Power and Robustness in Normality Tests with Montecarlo Simulation

Abstract

The general objective of this research was to examine the power and robustness of normality tests in large and small samples, generated with Monte Carlo simulation. Non-parametric hypothesis tests were applied to measure the degree of discrepancy between the empirical distributions and the normal cumulative distribution function, which analyze the correlation between the theoretical and experimental distribution and those that are supported by the study of asymmetry and kurtosis. The comparison was made in two groups with different sample sizes. In large samples, the Kolmogorov-Smirnov tests were compared; Pearson's Chi-Square; Jarque-Bera and Geary; in the small samples Shapiro-Wilk; Cramér-von Mises; Lilliefors and Watson. The contrasts were carried out with the RStudio computer program and the rejection criterion for the null hypotheses was made through the p-value.

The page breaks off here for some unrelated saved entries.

PR #54, opened 2023-04-23
feat: three dots component #P23-249

zuzannapaw:
**Info:**

- link to task in jira: https://tracker.intive.com/jira/browse/PATRO23-249 👀,
- ThreeDots component based on `DropdownMenu` from radix (https://www.radix-ui.com/docs/primitives/components/dropdown-menu),
- component accepts `items` as prop in order to be more generic - it can be used in diffrent places with diffrent items,
- additional design: background on hover, outline on focus, border-radius on items.

**Main question:**

Does `items` array should be an array of strings, links or buttons? - (key aspect of component's functionality - will it relocate user to another page?) 🤔  **update ->** **problem fixed** ✔️ 

💥 **Current problem:** 

Storybook fails when I use `useTranslate` hook inside component - figuring out why.  **update ->** **problem fixed** ✔️


packages/ui/ThreeDots/index.tsx
```diff
@@ -0,0 +1,53 @@
...
+  return (
+    <DropdownMenu.Root>
+      <DropdownMenuTriggerStyled asChild>
+        <button>
+          <Icon icon="more_vert" />
+        </button>
+      </DropdownMenuTriggerStyled>
+      <DropdownMenu.Portal>
+        <DropdownMenuContentStyled side="right">
+          {items.map((item, i) => {
```
AzulloCyll, line 46: `i` variable is not used in further code.

packages/ui/ThreeDots/index.tsx
```diff
@@ -0,0 +1,53 @@
...
+    background: ${({ theme }) => theme.threeDots.backgroundHover};
+  }
+`;
+
+export const ThreeDots = ({ items }: ThreeDotsProps) => {
+  return (
+    <DropdownMenu.Root>
+      <DropdownMenuTriggerStyled asChild>
+        <button>
+          <Icon icon="more_vert" />
```
AzulloCyll, line 41: You need to add color to icon. In our project it's not black.

AzulloCyll (approved):
Please correct two little errors, and it's goot to merge.

packages/ui/ThreeDots/index.tsx
zuzannapaw: thank you, I will fix that :)

packages/ui/ThreeDots/index.tsx
zuzannapaw: good eye! On my way to fix it 👀

packages/ui/ThreeDots/index.tsx
```diff
@@ -0,0 +1,53 @@
+"use client";
+import * as DropdownMenu from "@radix-ui/react-dropdown-menu";
+import { Icon } from "ui";
+import styled from "styled-components";
+
+type ThreeDotsProps = {
+  items: Array<string>;
+} & React.HTMLProps<HTMLSelectElement>;
```
Alessiass, line 8: We should somehow pass the function for each of the items. Just string isn't enough.

Alessiass (changes requested):

packages/ui/ThreeDots/index.tsx
zuzannapaw: @Alessiass  thank you for that comment. Why do you think of a function? Because if each of items will relocate user to another page I think that array of links would be accurate? I don't know the main idea of that so that's why i put this `Main question` in PR's comment 😄

packages/ui/ThreeDots/index.tsx
zuzannapaw: @AzulloCyll done :)

packages/ui/ThreeDots/index.tsx
zuzannapaw: @AzulloCyll done :)

packages/ui/ThreeDots/index.tsx
```diff
@@ -0,0 +1,53 @@
...
+const DropdownMenuContentStyled = styled(DropdownMenu.Content)`
+  margin-left: 8px;
+`;
+
+const DropdownMenuItemStyled = styled(DropdownMenu.Item)`
+  width: 100%;
+  padding: 8px;
+  font-size: 14px;
+  border-radius: 5px;
+  cursor: pointer;
```
wyola, line 26: why not throw in some nice styles here to spice it up a bit 🚀 I know there is no design, but you could make it look like this one:

image

```suggestion
const DropdownMenuContentStyled = styled(DropdownMenu.Content)`
  margin-left: 8px;
  border: 1px solid #E1E1E1;
  box-shadow: 0px 2px 8px rgba(32, 37, 50, 0.08), 0px 2px 4px rgba(32, 37, 50, 0.03);
  border-radius: 16px;
  background-color: white;
  overflow: hidden;
`;

const DropdownMenuItemStyled = styled(DropdownMenu.Item)`
  padding: 8px;
  font-size: 14px;
  border-radius: 5px;
  cursor: pointer;
```
this way you arrive at this:

image

nevertheless, you need to add at least `background-color: white;` on `DropdownMenuContentStyled` because right now it is transparent and upon opening it would not look good if there is anything under it 🤗

PS colors should come from the theme, I forgot about it here 🤭

packages/ui/ThreeDots/index.tsx
wyola, line 8: only `items` prop is used. I think that `React.HTMLProps<HTMLSelectElement>` can be removed

```suggestion
};
```

packages/ui/ThreeDots/index.tsx
```diff
@@ -0,0 +1,53 @@
+"use client";
+import * as DropdownMenu from "@radix-ui/react-dropdown-menu";
+import { Icon } from "ui";
+import styled from "styled-components";
+
+type ThreeDotsProps = {
+  items: Array<string>;
+} & React.HTMLProps<HTMLSelectElement>;
+
+const DropdownMenuTriggerStyled = styled(DropdownMenu.Trigger)`
```
wyola, line 10: Right now, when the element is focused with keyboard there's no visual indication that it's active. Adding styles for `:focus` state (maybe an outline?) should fix it.

packages/ui/ThreeDots/index.tsx
```diff
@@ -0,0 +1,53 @@
...
+    background: ${({ theme }) => theme.threeDots.backgroundHover};
+  }
+`;
+
+export const ThreeDots = ({ items }: ThreeDotsProps) => {
+  return (
+    <DropdownMenu.Root>
+      <DropdownMenuTriggerStyled asChild>
+        <button>
+          <Icon icon="more_vert" color="#7E7E7E"/>
```
wyola, line 41: Use color from the theme

packages/ui/ThreeDots/index.tsx
```diff
@@ -0,0 +1,53 @@
...
+        </button>
+      </DropdownMenuTriggerStyled>
+      <DropdownMenu.Portal>
+        <DropdownMenuContentStyled side="right">
```
wyola, line 45: maybe consider passing the position as a prop? I am thinking especially about mobile, when there probably won't be enough space on the right

wyola (commented):
Looking good! on general note, I would change component's name simply to "DropdownMenu" or something more generic than "ThreeDots"? 🤔

packages/ui/ThreeDots/index.tsx
Alessiass: Just any function should do the job. It's not this dropdown menu's concern what the button will do. If we want to redirect to other path we will add something that will replace pathname, if we want to remove budget we will add fetch function and so on.

monika-klokosinska-intive:
@zuzannapaw since we don't have any idea what the menu under the the three dots will actually do 🙃 how about instead of passing `items` we will just render `children` as the dropdown submenu? This way we should be prepared for everything that might come our way - buttons, links, custom components etc,

packages/ui/ThreeDots/index.tsx
aniasgit: I agree with Bartek

packages/ui/ThreeDots/index.tsx
```diff
@@ -0,0 +1,53 @@
...
+  &:hover {
+    background: ${({ theme }) => theme.threeDots.backgroundHover};
+  }
+`;
+
+export const ThreeDots = ({ items }: ThreeDotsProps) => {
+  return (
+    <DropdownMenu.Root>
+      <DropdownMenuTriggerStyled asChild>
+        <button>
```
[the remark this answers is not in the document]
zuzannapaw: Thank you @wyola for your comments and ideas with design! ✨  On my way to apply your suggestions!

packages/ui/ThreeDots/index.tsx
zuzannapaw: @Alessiass @aniasgit I fixed this problem, now dropdown renders children inside itself. Currently children are created in `TransactionDropdownMenu.stories.tsx` and it's an array full of components. We can use any components that we like ☺️

packages/ui/ThreeDots/index.tsx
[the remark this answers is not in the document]
zuzannapaw: @wyola I have applied your suggestions - with code, design and component's name.

aniasgit:
> Storybook fails when I use `useTranslate` hook inside component - figuring out why.

useTranslate and dictionary are parts of web applications, they works with language contex, which is only in web application, not in storybook.

packages/ui/TransactionDropdownMenu/index.tsx
```diff
@@ -0,0 +1,72 @@
...
+const DropdownMenuTriggerStyled = styled(DropdownMenu.Trigger)`
+  background-color: transparent;
+  border: 0;
+  outline: 0;
+  cursor: pointer;
+
+  &:focus {
+    outline: ${({ theme }) => theme.transactionDropdownMenu.outlineFocus};
+  }
+`;
```
wyola, line 21: fix for focus outline on tab (you might adjust the thickness value though, I did not look into that)
```suggestion
const DropdownMenuTriggerStyled = styled(DropdownMenu.Trigger)`
  background-color: transparent;
  border: 0;
  cursor: pointer;

  &:focus {
    outline: ${({ theme }) => theme.transactionDropdownMenu.outlineFocus} 2px solid;
  }
`;
```

zuzannapaw: @wyola great, thank you, I have applied your fix!

Alessiass (approved):

packages/ui/TransactionDropdownMenu/index.tsx
```diff
@@ -0,0 +1,72 @@
...
+  border-radius: 5px;
+  cursor: pointer;
+
+  &:focus {
+    outline: ${({ theme }) => theme.transactionDropdownMenu.outlineFocus};
+  }
+  &:hover {
+    background: ${({ theme }) => theme.transactionDropdownMenu.backgroundHover};
+  }
+`;
```
wyola, line 51: if you change those styles like below:

```suggestion
export const DropdownMenuItemStyled = styled(DropdownMenu.Item)`
  padding: 6px 11px;
  font-size: 14px;
  cursor: pointer;  
  border: transparent 2px solid; 

  &:first-child {
    border-top-left-radius: 16px;
    border-top-right-radius: 16px;
  }

  &:last-child {
    border-bottom-left-radius: 16px;
    border-bottom-right-radius: 16px;
  }

  &:focus {
    border-color: ${({ theme }) => theme.transactionDropdownMenu.outlineFocus};    
  }

  &:hover {
    background: ${({ theme }) => theme.transactionDropdownMenu.backgroundHover};
    outline: 0;
  }
`;
```

there will be a nicer border effect on items when accessing the menu from keyboard:

https://user-images.githubusercontent.com/80450315/234214239-5a703bfb-8bd2-4cd5-a11b-8c5177154e5f.mp4

packages/ui/TransactionDropdownMenu/index.tsx
bdeluga, line 1: I think the way you showcase component might be misleading to use. I don't think DropMenu should export its Item for other components to use. I was thinking maybe It should also expect us to recieve array of components to render.

image

Then just map through components and render them in this component instead of just passing `children`

image

This would be much easier for us to use - just passing items as object array instead of having to do all this array parkour. 

image


### Usage 🚀 

image

 ###  ❤️ Nontheless your solution isn't wrong, we could stick to it ❤️

packages/ui/TransactionDropdownMenu/index.tsx
monika-klokosinska-intive: @zuzannapaw @wyola has some 💯 ideas here. We definitely need to add outlines for keyboard access, otherwise it looks un-accessible even though it is.

bdeluga (changes requested):
Tell me what you think 🤔 👀

packages/ui/TransactionDropdownMenu/index.tsx
zuzannapaw: @bdeluga  thank you for your comments! Indeed that's a good solution - I have thought about it. But as @monika-klokosinska-intive  said, for now the dropdownmenu could accept `children` to be prepared for anything that will be rendered inside. Maybe in future, when we will know more details, it will be a good idea to make a component's refinement 👀 
image

monika-klokosinska-intive: @zuzannapaw I was about to leave the same comment as @bdeluga :D. It's much better to just pass a `components` or `items` array without `DropDownMenuItemStyled`. 

`DropDownMenuItemStyled` should be added inside the map function. As a user of this component, I just want my array of stuff to be rendered inside the dropdown. I shouldn't have to know the inner workings of the drop down  (wrapping each item in `DropDownMenuItemStyled`, importing `DropDownMenuItemStyled`) to get that done.

Since `DropDownMenuItemStyled` has to be added to every item anyway, it makes it much simpler to do it inside the map. It will also make the actual usage of the component inside our app simpler - we won't have to add `DropDownMenuItemStyled` multiple times inside the `items` prop.

monika-klokosinska-intive (changes requested):
@zuzannapaw Please take a look at the excellent suggestions by @bdeluga @wyola! Once they are applied and the conflicts are merged, we are good to go 👍

bdeluga (approved):
Approving ahead of time 🚀

packages/ui/TransactionDropdownMenu/index.tsx
zuzannapaw: @bdeluga @monika-klokosinska-intive  thank you for your comments, I will fix it in a moment!

zuzannapaw: @monika-klokosinska-intive @bdeluga  I have resolved conflicts and changed component as desired! Is it ready to merge?

zuzannapaw: Although I can still see some problems with deployment :(

packages/ui/TransactionDropdownMenu/index.tsx
wyola: @zuzannapaw it's working great! sorry for being a pain! 🤗

packages/ui/TransactionDropdownMenu/index.tsx
wyola: probably because of the limits on the vercel :( 

image

monika-klokosinska-intive (approved):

In conclusion, the most robust test in large samples is Kolmogorov, estimating that its probability is less than 0.11. In small samples this result corresponds to Shapiro-Wilk with an estimate of less than 0.14. Regarding the power in the normality tests for large samples, it was shown that the most powerful of them is the Jarque Bera test, with a confidence interval between 0.86 and 1. For small samples, none of the tests under study it turned out powerful.